Stored items
PR #414, opened 2019-05-23
Correct "Refuse building with known bad versions of Erlang" issue number

dannyroberts:
## Overview

The docs list a bugfix "Refuse building with known bad versions of Erlang" and incorrectly reference it as issue 1875, when it's actually issue 1857.


wohali:
Thanks for the correction!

- _Requirement_: Please retype each entry above exactly as it is written.

- _Finished exercise_:
PR #414, opened 2019-05-23
Correct "Refuse building with known bad versions of Erlang" issue number

dannyroberts:
## Overview

The docs list a bugfix "Refuse building with known bad versions of Erlang" and incorrectly reference it as issue 1875, when it's actually issue 1857.


wohali:
Thanks for the correction!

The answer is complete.